I was awoken early Sunday morning by the shouting of my neighbor, who had started a kitchen fire while fixing breakfast. A thin thread of smoke issued from his back door. It didn't look too serious. Just to be safe, I went and gathered up a few papers and things from my apartment, things I couldn't afford to lose, and moved them to my car. Of course, it being my apartment I wasn't sure I had found everything in the mess. Then I waited in the street to watch the excitement as the fire department arrived.
Arrive they did. They attacked the fire with an extinguisher, but it wasn't enough. Then they ran a hose to the nearest hydrant for water... only to discover this hydrant had been disconnected because of work on the water main. They had a small supply of water in the tanks of the truck. It gave them a small spray like something out of a large garden hose. The smoke grew thicker and blacker, and started issuing from my neighbor's window. They began to evacuate the other tenants from the building. I asked one of the fire fighters if it would be safe to return to my apartment and gather a few more things.
"Yes," he said, "but hurry." And he motioned for one of the police officers on the scene to accompany me.
I remember standing in my cluttered apartment, the police officer at the door, thinking how strange it was that everything was completely normal, utterly unchanged in my small, cluttered living room, even though I might never return there again. I gathered all of the student papers I could find, a few cherished books, not in a panic but in a surreal state. Everything was so normal, I was in my own living room, it seemed impossible there could be any danger. And yet I knew, I knew that next door a fire was starting to burn out of control. I could smell the smoke. From my bedroom window I could just see flames starting to lick through the window of the other building.

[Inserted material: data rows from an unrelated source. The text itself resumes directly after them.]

PR #5120, opened 2018-10-17
add :desc for a cask to have description

ryenus:
Like a core Formulae, a cask should be allowed to have a description.

-----

### DIFF
--- a/Library/Homebrew/cask/dsl.rb
+++ b/Library/Homebrew/cask/dsl.rb
@@ -66,6 +66,7 @@ module Cask
       :language,
       :languages,
       :name,
+      :desc,
       :sha256,
       :staged_path,
       :url,


commitay:
@ryenus Please see https://github.com/Homebrew/homebrew-cask/blob/master/doc/faq/not_a_discoverability_service.md#homebrew-cask-is-not-a-discoverability-service

ryenus:
> @ryenus Please see https://github.com/Homebrew/homebrew-cask/blob/master/doc/faq/not_a_discoverability_service.md#homebrew-cask-is-not-a-discoverability-service

Well, this is more about a cask I installed quite a while ago, and I used it a lot back then, but at the moment forgot what it was for, or whether to still keep it, so I was thinking about having `brew cask info FOO` also providing a minimal description about cask `FOO` would get me back to it quickly, probably the most convenient approach, maybe the problem is that the cask name `FOO` doesn't convey its purpose enough, but there's not much we can do about the cask name, but a short description would do the best for that.

I think the no-commitment-on-discoverability is fine by itself, but not the same thing here. Is it possible for a reconsideration? Thank you @commitay

MikeMcQuaid:
> Is it possible for a reconsideration?

Note even if we did consider it we'd probably want to have something similar to what we did for formulae: it is done in a third party tap first and then we merge it when there's descriptions for all formulae (or in this case casks) rather than do it bit-by-bit.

Sometimes I am struck by that feeling now, the feeling of cognitive dissonance between the danger we are hearing about, this impending recession or depression or what have you, and the way our lives are continuing on as if nothing was happening. But not that often. I think it is because the danger is not yet as real to me as that fire was. I wonder if some day we will look back on these days and have this same surreal feeling, remembering how we lived in such comfort while the system that sustained us burned.
That day in Elmira, the building next to me burned to the ground. Nothing remained but blackened beams that stunk of sulfur and ash for weeks. It still wasn't cleaned up when I left town months later. My building was spared, though the heat was so bad it warped the vinyl siding. Small blessings, I guess.
I made a big batch of pintos and rice tonight, a taste I acquired while in the Southwest for a while last year. Simple food, tasty. A small blessing. Hopefully the supply of canned tomatoes, dry pinto beans, and onions will not go away any time soon.